DOCTORAL SEMINAR

Improving Robustness and Predictive Uncertainty Estimation of DNN Classifiers

Speaker
Mr Jay Nandy
Advisor
Dr Wynne Hsu, Provost'S Chair Professor, School of Computing
Dr Lee Mong Li, Professor, School of Computing


09 Jul 2019 Tuesday, 10:00 AM to 11:30 AM

MR1, COM1-03-19

Abstract:

A machine learning model needs to be robust, interpretable and should be able to warn the users when it is not confident about its predictions. However, despite of achieving impeccable success of deep neural networks (DNNs), their vulnerability towards adversarial attacks and overconfident predictions have raised the question of how reliably can we use these models? This thesis aims to address these issues to improve their reliability for real world applications.

Existing systems either focus to achieve robustness or to improve predictive uncertainty estimation. Defenses against adversarial attacks typically provide robustness only to a specific perturbation type such as a small $\ell_p$ boundary.
However, they offer no guarantees to other attack types. Further, current state-of-the-art adversarially trained defense mechanisms are computationally expensive to train as they need to produce strong adversaries at each training iteration.

In contrast to standard DNNs, RBF based DNNs are typically robust to adversarial examples, however at the cost of lower accuracy. We first intend to study the generative properties of a deep RBF network, called Normal Similarity Network (NSN). We present a sampling algorithm, called NSN-Gen, to generate and reconstruct images from any
layer of our proposed NSN. We show that, NSN-Gen can be applied to NSN for several computer vision applications such as image generation, styling and image reconstruction from occluded images.

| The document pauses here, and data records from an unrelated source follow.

PR #764, opened 2021-06-19
chore: bump dev deps

kumaraditya303:


pavelfeldman:
Looks like I already merge something that included this.

PR #781, opened 2021-06-28
test: unflake test_should_emit_frame_events test

mxschmitt:
Its not 1:1 the same as upstream:

https://github.com/microsoft/playwright/blob/409aeaa4438585f44484bfc9d43e7d51f9b5c22a/tests/web-socket.spec.ts#L52-L73

### DIFF
--- a/tests/async/test_websocket.py
+++ b/tests/async/test_websocket.py
@@ -55,30 +55,32 @@ async def test_should_emit_close_events(page, ws_server):
 
 
 async def test_should_emit_frame_events(page, ws_server):
-    sent = []
-    received = []
+    log = []
+    socke_close_future = asyncio.Future()
 
     def on_web_socket(ws):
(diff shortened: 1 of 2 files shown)


tests/async/test_websocket.py
```diff
@@ -55,30 +55,32 @@ async def test_should_emit_close_events(page, ws_server):
...
-    if not ws.is_closed():
-        await ws.wait_for_event("close")
-
-    assert sent == ["echo-text"]
-    assert received == ["incoming", "text"]
+    await socke_close_future
+    assert log[0] == "open"
+    assert log[3] == "close"
+    log.sort()
+    assert ":".join(log) == "close:open:received<incoming>:sent<outgoing>"
```
kumaraditya303, line 83: nit: You should just assert the full log which would also assert its order

pavelfeldman (approved):

PR #790, opened 2021-07-05
fix: improve typing for SyncBase and AsyncBase

kumaraditya303:


playwright/_impl/_async_base.py
```diff
@@ -15,19 +15,19 @@
...
 
 
 T = TypeVar("T")
-Self = TypeVar("Self", bound="AsyncBase")
+Self = TypeVar("Self", bound="AsyncContextManager")
 
 
 class AsyncEventInfo(Generic[T]):
-    def __init__(self, future: asyncio.Future) -> None:
+    def __init__(self, future: "asyncio.Future[T]") -> None:
```
pavelfeldman, line 30: I don't think Future is generic in 3.7, 3.8.

pavelfeldman: Ah, I see you are using quotes to work around

kumaraditya303: Any other changes required here ?

PR #800, opened 2021-07-10
chore: show code coverage in CI

kumaraditya303:


kumaraditya303:
@mxschmitt Ready for merge!

mxschmitt:
What value does this give us? Having the % per file is not very useful. I think running it locally should be enough there you can also inspect which lines are not covered.

Feel free to create tests for uncovered lines (I know there are a bunch of them).

kumaraditya303:
This would give a timeline of test coverage, also it consume time in running several tests locally, it also gives us a rough idea where the code coverage is less in which files.
Any reason to not do this ?

pavelfeldman:
Line coverage does not give us anything - we can still miss passing one argument over the channel and while status would be happy, tool would be broken. Would not want this false positive on the dashboard.

Issue #513, opened 2021-02-17
[Feature]: Make it compatible with Pyinstaller


IHateTomLrge:
Hi. 
I'm bundling my app using PyInstaller.
But I'm facing an issue.
When I use the arg: --console. it works well, the browser opens itself when I call it....
But when I use the arg: --windowed. I'm not getting error (no timeout, that's why) but so we are sure that it finds the browser, but the "headless" mode to False isn't working. to explains briefly, I open the browser to solve captchas. so I need it to be "headless=False" but even If I use this arg, it doesn't shows up, without getting any error (if I set timeout to 3000 It will raise error of selector not found)

nubonics:
Were you able to get the an executable with playwright? if so, would you mind sharing how you did so?

Try writing the page content to a file right before you are calling this selector [make sure you account for page navigation when doing so if needed], and viewing it in your browser. Chances are, it is not going to the page you expect, and that is why it cannot find the selector. I very well could be wrong though.

tomlarge:
> Were you able to get the an executable with playwright? if so, would you mind sharing how you did so?
> 
> Try writing the page content to a file right before you are calling this selector [make sure you account for page navigation when doing so if needed], and viewing it in your browser. Chances are, it is not going to the page you expect, and that is why it cannot find the selector. I very well could be wrong though.

No, you didn't understand I think. My prob doesn't comes from the page, like, it works fine, it select everything I told the script to fill/click on....
The issue comes from the headless mode, I never shows up, even I set the Headless to False, it will create an headless browser. And I need it to works on non headless browser.

nubonics:
So what your saying is you cant get out of headless mode? 
So your headless flag is not working? As playwright uses headless by default, so it seems you are not passing the correct flag to disable headless mode.
 If this is not the case, what are your reproducible steps? However, if you are passing the paramater correctly, I suggest starting over, create a new virtual environment, copy the code you had before, install playwright and pyinstaller, and try again, however, I think this has more to do with not passing the flags correctly, as this does not happen on my machine(s).

tomlarge:
> So what your saying is you cant get out of headless mode?
> So your headless flag is not working? As playwright uses headless by default, so it seems you are not passing the correct flag to disable headless mode.
[...]

PR #812, opened 2021-07-19
feat: added hooks for pyinstaller

kumaraditya303:
For review instructions:

- Create a file `main.py`
- add this to the file 
```python
import os

with sync_playwright() as p:
    browser = p.chromium.launch()
    page = browser.new_page()
    page.screenshot(path="example.png")
    browser.close()

```

- If you want to bundle browsers then set `PLAYWRIGHT_BROWSERS_PATH=0` to include bowser's inside the binary and then download the browsers 
- installer pyinstaller 
```sh
pip install pyinstaller
```

- Run pyinstaller on the file like 
```sh
pyinstaller -F main.py
```

- Binary would be placed in `dist/` relative to current dir and test it

### DIFF
--- a/playwright/_impl/_transport.py
+++ b/playwright/_impl/_transport.py
@@ -105,6 +105,10 @@ class PipeTransport(Transport):
             creationflags = subprocess.CREATE_NO_WINDOW
 
         try:
+            env = os.environ.copy()
+            if getattr(sys, "frozen", False):
+                env["PLAYWRIGHT_BROWSERS_PATH"] = "0"
+
             self._proc = proc = await asyncio.create_subprocess_exec(
                 str(self._driver_executable),
                 "run-driver",
@@ -113,6 +117,7 @@ class PipeTransport(Transport):
                 stderr=_get_stderr_fileno(),
                 limit=32768,
                 creationflags=creationflags,
+                env=env,
             )
         except Exception as exc:
             self.on_error_future.set_exception(exc)
--- a/playwright/_impl/_transport.py
+++ b/playwright/_impl/_transport.py
@@ -105,6 +105,7 @@ class PipeTransport(Transport):
             creationflags = subprocess.CREATE_NO_WINDOW
 
         try:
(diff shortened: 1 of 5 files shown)


mxschmitt:
10+ individual users requested it, so makes sense to add support for it.

Fixes #513

mxschmitt (approved):
LGTM, tested with the following test case:
1. `PLAYWRIGHT_BROWSERS_PATH=0 playwright install chromium`
2. `pyinstaller -F test.py`
3. clean browsers to make sure we are not using the wrong ones
4. `PLAYWRIGHT_BROWSERS_PATH=0 ./dist/test`

kumaraditya303:
cc: @pavelfeldman

mxschmitt:
We can land if you somehow can set the env var for the driver automatically. Like detect somehow if its pyinstaller and then set it.

kumaraditya303:
> We can land if you somehow can set the env var for the driver automatically. Like detect somehow if its pyinstaller and then set it.
> 
> Had an offline discussion with him about it.

Done!

playwright/_impl/_transport.py
```diff
@@ -105,6 +105,10 @@ async def run(self) -> None:
             creationflags = subprocess.CREATE_NO_WINDOW
 
         try:
+            env = os.environ.copy()
+            if getattr(sys, "frozen", False):
```
mxschmitt, line 109: nit: comment that its for Pyinstaller.

mxschmitt (approved):
LGTM

playwright/_impl/_transport.py
```diff
@@ -105,6 +105,10 @@ async def run(self) -> None:
             creationflags = subprocess.CREATE_NO_WINDOW
 
         try:
+            env = os.environ.copy()
```
kumaraditya303, line 108:
```suggestion
            # For pyinstaller
            env = os.environ.copy()
```

PR #819, opened 2021-07-23
fix: shutdown driver properly

kumaraditya303:


kumaraditya303:
@mxschmitt Ready for review

playwright/sync_api/_context_manager.py
```diff
@@ -45,8 +45,11 @@ def __enter__(self) -> SyncPlaywright:
             )
 
         def greenlet_main() -> None:
-            loop.run_until_complete(self._connection.run_as_sync())
-
+            try:
```
kumaraditya303, line 48: For review info: 

Here we catch exc and force close the driver and wait for it and then re raise the exc to propagate it to the top of the stack

PR #827, opened 2021-07-29
chore: support client side event logging

mxschmitt:


playwright/_impl/_wait_helper.py
```diff
@@ -121,10 +126,37 @@ def listener(event_data: Any = None) -> None:
...
 
     return asyncio.create_task(throw())
+
+
+def format_log_recording(log: List[str]) -> str:
+    if not log:
+        return ""
+    header = " logs "
+    header_length = 60
+    left_length = math.floor((header_length - len(header)) / 2)
```
yury-s, line 159: we don't have math.floor upstream is it actually required here?

yury-s (approved):

playwright/_impl/_wait_helper.py
mxschmitt: Upstream we do `"o".repeat(2.9)` and String.prototype.repeat does floor internally.

PR #832, opened 2021-08-03
feat(roll): roll Playwright 1.14.0-next-1627933604000

mxschmitt:


playwright/_impl/_locator.py
```diff
@@ -0,0 +1,454 @@
...
+
+class Locator:
+    def __init__(self, frame: "Frame", selector: str) -> None:
+        self._frame = frame
+        self._selector = selector
+        self._loop = frame._loop
+        self._dispatcher_fiber = frame._connection._dispatcher_fiber
+
+    def __repr__(self) -> str:
+        return f"<Locator frame='{self._frame._url}' selector='{self._selector}'>"
```
kumaraditya303, line 61:
```suggestion
        return f"<Locator frame={self._frame!} selector={self._selector!r}>"
```
Better to use repr of frame

playwright/_impl/_locator.py
```diff
@@ -0,0 +1,454 @@
...
+        self,
+        task: Callable[[ElementHandle, Any], Awaitable[T]],
+        timeout: float = None,
+        **kwargs: Any,
+    ) -> T:
+        timeout = self._frame.page._timeout_settings.timeout(timeout)
+        deadline = (monotonic_time() + timeout) if timeout else 0
+        handle = await self.element_handle(timeout=timeout)
+        if not handle:
+            raise Error(f"Could not resolve {self._selector} to DOM Element")
```
kumaraditya303, line 73:
```suggestion
            raise Error(f"Could not resolve {self._selector!r} to DOM Element")
```

playwright/_impl/_transport.py
```diff
@@ -74,7 +74,7 @@ def serialize_message(self, message: Dict) -> bytes:
             print("\x1b[32mSEND>\x1b[0m", json.dumps(message, indent=2))
         return msg.encode()
 
-    def deserialize_message(self, data: bytes) -> ParsedMessagePayload:
+    def deserialize_message(self, data: Union[str, bytes]) -> ParsedMessagePayload:
```
kumaraditya303, line 77: Better to use `AnyStr`

tests/async/test_tap.py
```diff
@@ -190,6 +190,34 @@ async def test_should_wait_until_an_element_is_visible_to_tap_it(page):
     assert await div.text_content() == "clicked"
 
 
+async def test_locators_tap(page: Page):
+    await page.set_content(
+        """"
```
kumaraditya303, line 195:
```suggestion
        """
```

playwright/_impl/_locator.py
mxschmitt: Its always a string, so no need IMO.

playwright/_impl/_transport.py
mxschmitt: I like to be explicit. json.loads accepts `str|byte`

playwright/_impl/_locator.py
kumaraditya303: It is a `str` but `!r` will put in quotes which will be better to spot IMO

playwright/_impl/_transport.py
kumaraditya303: Yup Zen of Python

playwright/_impl/_locator.py
```diff
@@ -0,0 +1,454 @@
...
+        )
+
+    async def element_handles(self) -> List[ElementHandle]:
+        return await self._frame.query_selector_all(self._selector)
+
+    @property
+    def first(self) -> "Locator":
+        return Locator(self._frame, f"{self._selector} >>  _nth=first")
+
+    @property
```
dgozman, line 204: Why is this a property? Feels strange that first/last are different from nth().

playwright/_impl/_locator.py
```diff
@@ -0,0 +1,454 @@
...
+        self,
+        timeout: float = None,
+        type: Literal["jpeg", "png"] = None,
+        path: Union[str, pathlib.Path] = None,
+        quality: int = None,
+        omitBackground: bool = None,
+    ) -> bytes:
+        params = locals_to_params(locals())
+        return await self._with_element(
+            lambda h, o: h.screenshot(), strict=True, **params
```
dgozman, line 335: You should pass arguments to h.screenshot()

playwright/_impl/_locator.py
```diff
@@ -0,0 +1,454 @@
...
+    def __init__(self, frame: "Frame", selector: str) -> None:
+        self._frame = frame
+        self._selector = selector
+        self._loop = frame._loop
+        self._dispatcher_fiber = frame._connection._dispatcher_fiber
+
+    def __repr__(self) -> str:
+        return f"<Locator frame={self._frame!r} selector={self._selector!r}>"
+
+    async def _with_element(
```
dgozman, line 63: I'd suggest the following signature to make it easier for callsites and readers:
```py
async def _with_element(
  self,
  task: Callable[[ElementHandle, int], Awaitable[T]],
  timeout: float = None
) -> T:
```
Basically, you pass updated timeout to the task, so it can do whatever it wants.

Also, I wonder why the result is `T` and not some `Promise<T>` equivalent?

mxschmitt: I like this idea!

playwright/_impl/_locator.py
```diff
@@ -0,0 +1,454 @@
...
+        timeout = self._frame.page._timeout_settings.timeout(timeout)
+        deadline = (monotonic_time() + timeout) if timeout else 0
+        handle = await self.element_handle(timeout=timeout)
+        if not handle:
+            raise Error(f"Could not resolve {self._selector} to DOM Element")
+        options = {
+            **kwargs,
+            "timeout": (deadline - monotonic_time()) if deadline else 0,
+        }
+        if "strict" in options:
```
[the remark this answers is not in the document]
mxschmitt: with the new approach its not needed anymore. (Reason why we had it before: In python you can't pass additional keyword arguments which don't exist, in JS we have option objects, they don't care)

playwright/_impl/_locator.py
```diff
@@ -0,0 +1,454 @@
...
+                options,
+            )
+        finally:
+            await handle.dispose()
+
+    async def bounding_box(self, timeout: float = None) -> Optional[FloatRect]:
+        params = locals_to_params(locals())
+        return await self._with_element(
+            lambda e, o: e.bounding_box(),
+            strict=True,
```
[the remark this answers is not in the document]
mxschmitt: This was previously handled via the `**kwargs` which gets all the other not-named arguments. With the new implementation this is also not needed anymore.

playwright/_impl/_locator.py
```diff
@@ -0,0 +1,454 @@
...
+        force: bool = None,
+        noWaitAfter: bool = None,
+        trial: bool = None,
+    ) -> None:
+        params = locals_to_params(locals())
+        return await self._frame.check(self._selector, strict=True, **params)
+
+    async def click(
+        self,
+        modifiers: List[KeyboardModifier] = None,
```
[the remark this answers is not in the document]
mxschmitt: - We have verification scripts which ensure the right parameter are used, with the correct types etc.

We adopt the sampling algorithm of NSN to propose a novel defense model, called RBF-CNN, that can be efficiently trained to improve the robustness for any $\ell_{p\geq 1}$.Instead of using deep RBF networks, RBF-CNN utilizes a layer of radial basis function kernels and a reconstruction layer to mitigate adversarial noises as well as to maintain the high accuracy for clan test data. We prove that the match scores obtained from the RBF kernels are bounded for any $\ell_{p\geq 1}$ perturbations. We then show that for any $\ell_{p\geq 1}$ perturbations, the RBF and reconstruction layer can mitigate the adversarial noise.

Our RBF-CNNs are found to be robust against any small $\ell_1$, $\ell_2$ and $\ell_{\infty}$ perturbations for MNIST and CIFAR10. RBF-CNN outperforms the state-of-the-art Madry defenses against $\ell_{\infty}$-bounded attacks in terms of robust accuracy.In terms of time efficiency, the best RBF-CNN models can be trained at more than 4.5x and 12x faster for MNIST and CIFAR10 respectively compared to the adversarially trained models.

While a robust classifier can defend against adversarial attacks, they are still always tend to predict with high confidence, even when miss-classifying or for unknown inputs from different distributions. Towards this, we aim to improve the predictive uncertainty estimation of RBF-CNNs along with identifying the source of their uncertainty.